Fully? Anytime, if you don't mind your training going down the drain  You can fade them out a lot, sure, but it wouldn't be a bad idea to keep some on you as a big surprise and randomly reinforce. 
At 6 months old, I wouldn't be ready to even be phasing treats out just yet, unless you're still using a lure. (Do you have to hold up a treat for your dog to see for him to sit?) A 6 month old golden is just heading into their teenager years, which gives a lot of people gray hairs (myself included.) 
What do you really mean by "fully clicker trained"? Do you mean fading the clicker out completely? (That usually doesn't take long). Or do you mean 100% trained to do what you want with a "good dog" mumble once in awhile? Fully trained is something I've never achieved...


----------



## lil_fuzzy (Aug 16, 2010)

You can't keep clicking without the treat, because then she will only learn that the clicker no longer means treat, and then she will start to ignore it.
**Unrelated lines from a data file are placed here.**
PR #51, opened 2021-02-18
SLLS-20 Show secondary locations of local issues

jblievremont:
* Add cache of issues to keep location data for generation of code actions
* Add code action to send secondary locations to a client command

### DIFF
--- a/src/main/java/org/sonarsource/sonarlint/ls/AnalysisManager.java
+++ b/src/main/java/org/sonarsource/sonarlint/ls/AnalysisManager.java
@@ -45,9 +45,7 @@ import java.util.stream.Stream;
 import javax.annotation.CheckForNull;
 import javax.annotation.Nullable;
 import org.eclipse.lsp4j.Diagnostic;
-import org.eclipse.lsp4j.DiagnosticRelatedInformation;
 import org.eclipse.lsp4j.DiagnosticSeverity;
-import org.eclipse.lsp4j.Location;
 import org.eclipse.lsp4j.Position;
 import org.eclipse.lsp4j.PublishDiagnosticsParams;
 import org.eclipse.lsp4j.Range;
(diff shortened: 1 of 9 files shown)


src/main/java/org/sonarsource/sonarlint/ls/AnalysisManager.java
```diff
@@ -285,17 +283,27 @@ private void analyze(URI fileUri, boolean shouldFetchServerIssues) {
...
       if (inputFile != null) {
         URI uri = inputFile.getClientObject();
-        PublishDiagnosticsParams publish = files.computeIfAbsent(uri, AnalysisManager::newPublishDiagnostics);
-        convert(issue).ifPresent(publish.getDiagnostics()::add);
+        issuesPerFileURI.computeIfAbsent(uri, u -> new ArrayList<>()).add(issue);
       }
     };
   }
 
+  Optional<Issue> getIssueForDiagnostic(URI fileUri, Diagnostic d) {
```
henryju, line 296: It would be safer to make use of a unique id here, when the data field will be supported on diagnostics.

src/main/java/org/sonarsource/sonarlint/ls/AnalysisManager.java
```diff
@@ -440,20 +429,31 @@ private static Range position(Issue issue) {
...
-      new Position(
-        location.getStartLine() - 1,
-        location.getStartLineOffset()),
-      new Position(
-        location.getEndLine() - 1,
-        location.getEndLineOffset()));
+  static String message(Issue issue) {
+    if (issue.flows().isEmpty()) {
+      return issue.getMessage();
+    } else if (issue.flows().size() == 1) {
```
henryju, line 435: I think there is a mistake here. "Secondary" locations are stored as separate flows, each having a single location.
This should be `if (issue.flows().stream().allMatch(f -> f.size() ==1))`

src/test/java/org/sonarsource/sonarlint/ls/mediumtests/LanguageServerMediumTests.java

I read somewhere that once you have the command on cue, you no longer need to click it, but a reward is still nice, either attention (patting/good dog etc), a toy or a treat without the click.

There is no such thing as 'fully clicker trained'. You would continue to use the clicker every time she is learning something new, you would just stop using it for the things she already knows.


----------



## FrostQ (May 5, 2010)

Point Taken...Thanks!


----------



## Cracker (May 25, 2009)

lil_fuzzy said:


> You can't keep clicking without the treat, because then she will only learn that the clicker no longer means treat, and then she will start to ignore it. I read somewhere that once you have the command on cue, you no longer need to click it, but a reward is still nice, either attention (patting/good dog etc), a toy or a treat without the click.
> 
> There is no such thing as 'fully clicker trained'. You would continue to use the clicker every time she is learning something new, you would just stop using it for the things she already knows.


Exactly. Once it's on cue, the clicker can go away til you teach something else. The rewards should be ongoing on a variable basis.


----------



## LazyGRanch713 (Jul 22, 2009)

Cracker said:


> Exactly. Once it's on cue, the clicker can go away til you teach something else. *The rewards should be ongoing on a variable basis*.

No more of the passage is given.